Я посмотрела на Лелю. Она молчала, и лицо у нее было такое же, как в тот раз, когда она считала на ладони деньги...
Улыбка медленно сбегала с ее губ, она сразу как-то осунулась и, тревожно оглядываясь по сторонам, пряталась за спины ребят. Мне казалось, что я слышу, как испуганно и быстро стучит ее сердечко.
- Завтра, - сказал Анатолий, - сделаем репетицию! Приходите все в чистых платьях, с чистыми руками - абсолютно!
Слово "абсолютно", видимо, доставило ему самому большое удовольствие, а малышей даже испугало.
- Абсолютно! - тихо повторяли они. И, вырвавшись из строя, окружили Анатолия: - Можно с подарками? Можно с портфелями?

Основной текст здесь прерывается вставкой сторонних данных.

PR #12, opened 2026-03-17
feat: plugin manager

midweste:
## Summary

Adds a PluginManager class that enables SocratiCode to be extended via self-contained plugins without modifying core code. Plugins are auto-discovered from src/plugins/*/index.ts at startup and receive lifecycle hooks. All plugin errors are non-fatal — a failing plugin never affects the indexer.

SocratiCode gives AI agents context about what code does and how it's structured. Plugins extend that context with knowledge that can't be extracted from source files alone — things like why code was written a certain way, which parts of the codebase are most volatile, or what implicit dependencies exist between components. This additional context is stored alongside the existing index and surfaced automatically during search, giving AI agents a deeper understanding of the project without any changes to the core.

## Changes

- **[NEW] src/services/plugin.ts** — PluginManager class with auto-discovery, registration, lifecycle dispatch, and non-fatal error isolation
- **[NEW] src/plugins/README.md** — Plugin convention docs: folder structure, interface, and how to create a plugin
- **[NEW] tests/unit/plugin.test.ts** — 12 tests covering registration, hook dispatch, error isolation, and shutdown

## Type of change

- [x] Documentation update

## Testing

- [x] Unit tests pass (npm run test:unit)
- [x] Integration tests pass (npm run test:integration) — if applicable
- [x] TypeScript compiles cleanly (npx tsc --noEmit)

12 tests covering: plugin registration, hook dispatch order, non-fatal error isolation, onProgress forwarding, shutdown resilience, and test reset. No plugins directory = gracefully skipped.

## Checklist

## Related issues

None

### DIFF
--- a/src/plugins/README.md
+++ b/src/plugins/README.md
@@ -5,10 +5,10 @@ Plugins extend SocratiCode's indexer with custom behavior. They are auto-discove
 ## Creating a Plugin
 
 1. Create a folder: `src/plugins/<your-plugin>/`
-2. Add an `index.ts` entry point that calls `registerPlugin()`:
+2. Add an `index.ts` entry point that registers with the plugin manager:
 
 ```typescript
-import { registerPlugin } from "../../services/plugin.js";
+import { pluginManager } from "../../services/plugin.js";
 import type { SocratiCodePlugin } from "../../services/plugin.js";
 
 const myPlugin: SocratiCodePlugin = {
@@ -19,10 +19,10 @@ const myPlugin: SocratiCodePlugin = {
   async onShutdown() { /* ... */ },
 };
 
-registerPlugin(myPlugin);
+pluginManager.register(myPlugin);
 ```
 
-3. That's it — `loadPlugins()` discovers and loads it automatically.
+3. That's it — `pluginManager.load()` discovers and loads it automatically.
 
 ## Plugin Structure
 
@@ -49,7 +49,3 @@ All hooks are optional. Errors are non-fatal (logged, never crash the indexer).
 | `onProjectUpdated` | After incremental update | `projectPath`, `onProgress?` |
 | `onProjectRemoved` | After index removal | `projectPath` |
 | `onShutdown` | Graceful shutdown | — |
-
-## Existing Plugins
-
-- **[git-memory](./git-memory/)** — Extracts knowledge from git history via LLMs. Enabled with `GIT_MEMORY_ENABLED=true`.
--- a/src/plugins/README.md
+++ b/src/plugins/README.md
@@ -1,0 +1,55 @@
+# SocratiCode Plugins
+
+Plugins extend SocratiCode's indexer with custom behavior. They are auto-discovered at startup — no core code changes needed.
+
+## Creating a Plugin
+
+1. Create a folder: `src/plugins/<your-plugin>/`
+2. Add an `index.ts` entry point that calls `registerPlugin()`:
+
+```typescript
+import { registerPlugin } from "../../services/plugin.js";
+import type { SocratiCodePlugin } from "../../services/plugin.js";
+
+const myPlugin: SocratiCodePlugin = {
+  name: "my-plugin",
+  async onProjectIndexed(projectPath, onProgress) { /* ... */ },
+  async onProjectUpdated(projectPath, onProgress) { /* ... */ },
+  async onProjectRemoved(projectPath) { /* ... */ },
+  async onShutdown() { /* ... */ },
+};
+
+registerPlugin(myPlugin);
+```
+
+3. That's it — `loadPlugins()` discovers and loads it automatically.
+
+## Plugin Structure
+
+```
+src/plugins/<name>/
+├── index.ts              # Entry point (required)
+├── types.ts              # Plugin-specific types
+├── __tests__/            # Co-located tests
+│   ├── unit/             # Pure function tests (no external deps)
+│   ├── integration/      # Tests requiring Qdrant, Docker, etc.
+│   └── e2e/              # Full workflow tests
+├── docs/                 # Documentation
+│   └── README.md
+└── *.ts                  # Implementation files
+```
+
+## Plugin Interface
+
+All hooks are optional. Errors are non-fatal (logged, never crash the indexer).
+
+| Hook | When | Args |
+|------|------|------|
+| `onProjectIndexed` | After full index | `projectPath`, `onProgress?` |
+| `onProjectUpdated` | After incremental update | `projectPath`, `onProgress?` |
+| `onProjectRemoved` | After index removal | `projectPath` |
+| `onShutdown` | Graceful shutdown | — |
+
+## Existing Plugins
+
+- **[git-memory](./git-memory/)** — Extracts knowledge from git history via LLMs. Enabled with `GIT_MEMORY_ENABLED=true`.
--- a/src/services/indexer.ts
+++ b/src/services/indexer.ts
@@ -21,6 +21,7 @@ import {
 import type { FileChunk } from "../types.js";
 import { ensureDynamicLanguages, getAstGrepLang, rebuildGraph, removeGraph } from "./code-graph.js";
 import { ensureArtifactsIndexed, loadConfig, removeAllArtifacts } from "./context-artifacts.js";
+import { pluginManager } from "./plugin.js";
 import { generateEmbeddings, prepareDocumentText } from "./embeddings.js";
 import { createIgnoreFilter, shouldIgnore } from "./ignore.js";
 import { acquireProjectLock, releaseProjectLock } from "./lock.js";
@@ -919,6 +920,10 @@ export async function indexProject(
     onProgress?.(`Context artifact indexing failed (non-fatal): ${artifactMsg}`);
   }
 
+  // Run post-index lifecycle hooks (git memory, future extensions)
+  progress.phase = "running post-index hooks";
+  await pluginManager.onProjectIndexed(resolvedPath, onProgress);
+
   onProgress?.(`Indexing complete: ${filesIndexed} files, ${chunksCreated} chunks`);
   lastCompleted.set(resolvedPath, {
     type: "full-index",
@@ -1217,6 +1222,10 @@ export async function updateProjectIndex(
     logger.warn("Context artifact indexing failed during incremental update (non-fatal)", { projectPath: resolvedPath, error: artifactMsg });
   }
 
+  // Run post-update lifecycle hooks (git memory, future extensions)
+  progress.phase = "running post-update hooks";
+  await pluginManager.onProjectUpdated(resolvedPath, onProgress);
+
   onProgress?.(`Update complete: ${added} added, ${updated} updated, ${removed} removed`);
   lastCompleted.set(resolvedPath, {
     type: "incremental-update",
@@ -1256,6 +1265,8 @@ export async function removeProjectIndex(projectPath: string): Promise<void> {
   await removeGraph(resolvedPath);
   // Also remove context artifacts (if any)
   await removeAllArtifacts(resolvedPath);
+  // Run post-remove lifecycle hooks
+  await pluginManager.onProjectRemoved(resolvedPath);
   projectHashes.delete(projectId);
   projectHashesLoaded.delete(projectId);
 }
--- a/src/services/plugin.ts
+++ b/src/services/plugin.ts
@@ -1,0 +1,169 @@
+// SPDX-License-Identifier: AGPL-3.0-only
+// Copyright (C) 2026 Giancarlo Erra - Altaire Limited
+
+import { readdirSync } from "node:fs";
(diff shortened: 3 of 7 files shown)


giancarloerra:
Closing this one for now, happy to explore it again, also in consideration of all the core features that are being added and will keep being added, because the product is still new and expanding :-)

midweste:
Currently just using it as is (adding context meta to qdrant) and getting a handle on what the data looks like after using it on a few repos and what it gives in value.  Didn't have time to do the conversion to flat json yet but keeping it in mind.

One thing that I noticed and this may be relevant when using a remote qdrant server is that I was hoping to set this us for use as a shared resource for our small development team and the paths are absolute in the qdrant store.  This need to be that way?  Can we write a file to the source control that identifies the project either by name or hash and have the data be written relatively?  Just a thought

midweste:
The one gap that I saw in initial planning to put it into the existing json files schema is that it that the current json schema doesn't seem to be designed to hold extra meta.  This wouldn't allow a plugin to define what data is important in it's plugin scope:

```
    // ── Git-memory-specific fields ──
    contentHash:    "a1b2c3d4e5f67890",   // 16-char hex for dedup
    sourceCommits:  ["abc123...", "def456..."],  // full commit hashes
    filePaths:      ["src/services/auth.ts", "src/config.ts"],  // all related files
    tags:           ["authentication", "jwt", "architecture"],
    importance:     85,                    // 0-100
    confidence:     70,                    // 0-100
    memoryType:     "decision",            // one of GIT_MEMORY_TYPES
    createdAt:      "2025-06-15T10:30:00Z", // ISO date of earliest source commit
```
These are all fields I didn't see a way to make available in the current schema design but are VERY important to the knowledge of git memory operation and value.

Without this, really loses a lot of value

giancarloerra:
> Currently just using it as is (adding context meta to qdrant) and getting a handle on what the data looks like after using it on a few repos and what it gives in value. Didn't have time to do the conversion to flat json yet but keeping it in mind.
> 
> One thing that I noticed and this may be relevant when using a remote qdrant server is that I was hoping to set this us for use as a shared resource for our small development team and the paths are absolute in the qdrant store. This need to be that way? Can we write a file to the source control that identifies the project either by name or hash and have the data be written relatively? Just a thought



> Currently just using it as is (adding context meta to qdrant) and getting a handle on what the data looks like after using it on a few repos and what it gives in value. Didn't have time to do the conversion to flat json yet but keeping it in mind.
> 
> One thing that I noticed and this may be relevant when using a remote qdrant server is that I was hoping to set this us for use as a shared resource for our small development team and the paths are absolute in the qdrant store. This need to be that way? Can we write a file to the source control that identifies the project either by name or hash and have the data be written relatively? Just a thought


This was actually addressed already in the recent weeks (you might need to update): the Qdrant payload stores both [filePath] (absolute, used internally for reading the file) and [relativePath] (relative to project root). Search results returned to the AI use the relative path, so what the agent sees is something like src/services/auth.ts (lines 42-67), not /home/dev1/projects/myapp/src/services/auth.ts.

The collection naming also doesn't expose your path. By default, the collection name is a SHA-256 hash of the absolute path (e.g. codebase_a1b2c3d4e5f6), not the path itself. So, looking at Qdrant directly, you'll see hash-based names, not filesystem paths.

For your shared remote Qdrant use case, the key is [SOCRATICODE_PROJECT_ID]. 

Set this to a stable team-wide name (e.g. my-project) and every team member's instance will read/write the same Qdrant collections regardless of where they cloned the repo locally. Without it, each developer's different absolute path produces a different hash, so they'd each get their own index.

Config example (in your MCP config):

```
{
  "socraticode": {
    "command": "npx",
    "args": ["-y", "socraticode"],
    "env": {
      "SOCRATICODE_PROJECT_ID": "my-project",
      "QDRANT_URL": "https://your-remote-qdrant:6333"
    }
  }
}
```

With this, the whole team shares one index on your remote Qdrant. The SOCRATICODE_PROJECT_ID is also documented in the [Git Worktrees section] of the README and in the [Environment Variables] table.

If you want you can also join on Socraticode Discord: https://discord.gg/5DrMXfNG

giancarloerra:
> The one gap that I saw in initial planning to put it into the existing json files schema is that it that the current json schema doesn't seem to be designed to hold extra meta. This wouldn't allow a plugin to define what data is important in it's plugin scope:
> 
> ```
>     // ── Git-memory-specific fields ──
>     contentHash:    "a1b2c3d4e5f67890",   // 16-char hex for dedup
>     sourceCommits:  ["abc123...", "def456..."],  // full commit hashes
>     filePaths:      ["src/services/auth.ts", "src/config.ts"],  // all related files
>     tags:           ["authentication", "jwt", "architecture"],
>     importance:     85,                    // 0-100
>     confidence:     70,                    // 0-100
>     memoryType:     "decision",            // one of GIT_MEMORY_TYPES
>     createdAt:      "2025-06-15T10:30:00Z", // ISO date of earliest source commit
> ```
> 
> These are all fields I didn't see a way to make available in the current schema design but are VERY important to the knowledge of git memory operation and value.
> 
> Without this, really loses a lot of value

I think there may be a misunderstanding about the constraint here. Qdrant payloads are schemaless, you can store any JSON fields you want. The current code chunks have fields like [filePath], [relativePath], [content], [startLine], etc., and context artifacts add [artifactName], [artifactDescription], [contentHash], but those aren't a rigid schema that limits what can be stored.

For a git-memory plugin, you wouldn't need to modify the existing payload structure at all. The plugin would manage its own data in its own Qdrant collection (or in the existing collection with a different [type] field to distinguish git-memory points from code/artifact points). Your PR #12 already exports getClient() from qdrant.ts, so the plugin can upsert points directly with whatever payload fields it needs: sourceCommits, tags, importance, confidence, memoryType, createdAt, all of it.

The helper functions like [upsertChunks] are convenience wrappers for code indexing specifically. A plugin doing something fundamentally different (like git memory) would use the Qdrant client directly, which gives full control over the payload. The collection creation and embedding generation utilities are also exported and reusable.

So the architecture actually supports what you described already. The plugin system from your PR provides the lifecycle hooks (when to run), and the exported Qdrant client provides the storage layer (where to write). No changes to the existing schema needed.

Happy to dig into specifics, there have been many several updates and more in the planning (one of the reasons I was mentioning a plugin system at the moment must be very light touch because the product will keep changing at speed).

midweste:
Great to hear in regard to paths!  In regard to the project ID, it seems some AI client implementation use global mcps for some unknown reason and putting the "SOCRATICODE_PROJECT_ID": "my-project", in the mcp would fix it to one index yes?  (currently using Antigravity and there is no per project mcp config).  I'll look to see if .socraticode.json in project root allows for project id, that would cover it.

I think I misunderstood how .socraticodecontextartifacts.json worked.  Not at the computer yet but after looking again, it seems I could generate git memories in a folder to my own json schema and then just add them to .socraticodecontextartifacts.json ? Essentially bypassing the need for direct access to Qdrant.  Sorry I'm having to catch up mentally!  Then, the "plugin manager" would scale down to just something that triggered hooks?  This is probably what you were suggesting before but it went over my head!  Apologies

giancarloerra:
> Great to hear in regard to paths! In regard to the project ID, it seems some AI client implementation use global mcps for some unknown reason and putting the "SOCRATICODE_PROJECT_ID": "my-project", in the mcp would fix it to one index yes? (currently using Antigravity and there is no per project mcp config). I'll look to see if .socraticode.json in project root allows for project id, that would cover it.
> 
> I think I misunderstood how .socraticodecontextartifacts.json worked. Not at the computer yet but after looking again, it seems I could generate git memories in a folder to my own json schema and then just add them to .socraticodecontextartifacts.json ? Essentially bypassing the need for direct access to Qdrant. Sorry I'm having to catch up mentally! Then, the "plugin manager" would scale down to just something that triggered hooks? This is probably what you were suggesting before but it went over my head! Apologies

**Project ID with global MCPs**

Setting SOCRATICODE_PROJECT_ID in the MCP config pins it to that specific index regardless of what path the client resolves. So even if Antigravity uses a global MCP config, adding "SOCRATICODE_PROJECT_ID": "my-project" means every call maps to the same Qdrant collections. That's the intended escape hatch for clients that don't support per-project MCP configs.

On .socraticode.json: right now that file only supports linkedProjects (for cross-project search). It doesn't have a projectId field yet. So the env var is the way to go for your setup. Adding projectId to .socraticode.json is a reasonable feature request though if you want it, would cover the case where the env var isn't an option.

**Context artifacts for git memories**

No apologies needed! That's exactly the pattern:

1. Your tool generates git memory files (markdown, JSON, whatever format works for you) on disk
2. You list them in .socraticodecontextartifacts.json with a name and description
3. SocratiCode chunks, embeds, and indexes them into Qdrant automatically
4. They become searchable via codebase_context_search alongside any other artifacts

The description field in the config is important here because it gets stored in every chunk's payload. So if you set it to something like "Git-derived architectural decisions and code evolution patterns", the AI gets that context when results come back, helping it understand what it's looking at.

And yes, the "plugin manager" simplifies down to just triggering hooks. Something like: on codebase_index completion, run the git analysis script, write the output files, and let SocratiCode pick them up on the next codebase_update. No need to touch Qdrant directly at all.

The beauty of this approach is it's completely decoupled. Your git-memory tool doesn't even need to know SocratiCode exists. It just writes files. SocratiCode just indexes files. The .socraticodecontextartifacts.json config is the glue.

midweste:
That approach would simplify some of what I'm doing in the code as well.  Currently:

- Reading commits, splitting them if they are too large to be processed in one context window and reassembling them into memories about a particular commit (think initial commit with a LOT of files).  
- After all commit memories are generated, there is a synthesis step that looks at the whole corpus and evaluates the connections between them, what supersedes what and would then edit the existing memories providing meta data and re-scores the importance, confidence, links etc.

Most recently, I had changed it to write to Qdrant after every generation as if some LLM calls failed I was having to regenerate the whole commit again.  Later revisions wrote to qdrant per generation and later altered the existing memories on synthesis.

Files would work well because its a semi heavy operation. Having files based on memories makes it idempotent where once memories and generated, they would never have to be regenerated (for instance if the qdrant remote connection was down or something).  This would save LLM hits.  Also, some AI will just look at files in the codebase anyway and gather knowledge so it would help if the LLM decides its "too hard" to use the MCP.  Would run into the same memories then.

giancarloerra:
> That approach would simplify some of what I'm doing in the code as well. Currently:
> 
> * Reading commits, splitting them if they are too large to be processed in one context window and reassembling them into memories about a particular commit (think initial commit with a LOT of files).
> * After all commit memories are generated, there is a synthesis step that looks at the whole corpus and evaluates the connections between them, what supersedes what and would then edit the existing memories providing meta data and re-scores the importance, confidence, links etc.
> 
> Most recently, I had changed it to write to Qdrant after every generation as if some LLM calls failed I was having to regenerate the whole commit again. Later revisions wrote to qdrant per generation and later altered the existing memories on synthesis.
> 
> Files would work well because its a semi heavy operation. Having files based on memories makes it idempotent where once memories and generated, they would never have to be regenerated (for instance if the qdrant remote connection was down or something). This would save LLM hits. Also, some AI will just look at files in the codebase anyway and gather knowledge so it would help if the LLM decides its "too hard" to use the MCP. Would run into the same memories then.


---

**File-based approach**

That's a great way. The file-based pattern gives you exactly what you described: idempotency (skip already-generated commits), resilience (Qdrant being down doesn't lose work), and discoverability (agents browsing the repo find the memories directly). It's a strictly better architecture than writing to Qdrant on every LLM call.

**Where this leaves the PR**

Thinking about it, the file-based approach means your git-memory tool is fully external to SocratiCode. It generates files, you list them in `.socraticodecontextartifacts.json`, and indexing just works. No hooks needed in core, no plugin manager, no Qdrant client access.

So PR #12 as was scoped (plugin manager with lifecycle hooks) may not be needed anymore for your use case. That said, if after building it out you find there's a small, focused contribution that would help, like a `projectId` field in `.socraticode.json` (you mentioned the global MCP config issue), that's the kind of thing that would fit well as a standalone PR.

I'd say: build out the git-memory tool with the file-based approach, see how it feels end-to-end, and maybe we can then see how it could be integrated in SocratiCode? That way it maps directly to a real friction point rather than theoretical infrastructure (with one main application only).

Looking forward to seeing what you build with it.

midweste:
Thanks for the mental tennis match, it helped flesh things out more.  

Moving in the direction of a completely stand alone plugin presents new questions though!  It will likely live as a plugin in my fork for a while until i see all the lines clearly about how to separate it (or whether to!).  

First question on my mind now, what would trigger it...git commit hook seems like the obvious answer there, only running when something is committed, but having to add lines to every project git hooks seems like a step backward as the memory system works cross project.  Maybe there is still value in just the lifecycle hooks, though not quite as efficient as git commit hooks, they would be more user friendly as there would be no need to "install" anything.  One ENV variable boolean could turn on git memory for all projects.

I'll need to brainstorm about the new direction...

И, получив согласие, весело запрыгали:
- Завтра, завтра!.. Все с подарками!
Леля незаметно исчезла...
Утром я услышала легкие шажки. Леля шла с покупками: в руках у нее была та же сумка, из нее был виден хлеб, молоко и какой-то белый продолговатый предмет.
Потом она вышла из дому с Мишей, посадила его на травку и, держа перед ним кружку с молоком, тихо ему сказала:
- Я конфетку тебе завтра куплю... Ладно, Мишенька? А? Ладно?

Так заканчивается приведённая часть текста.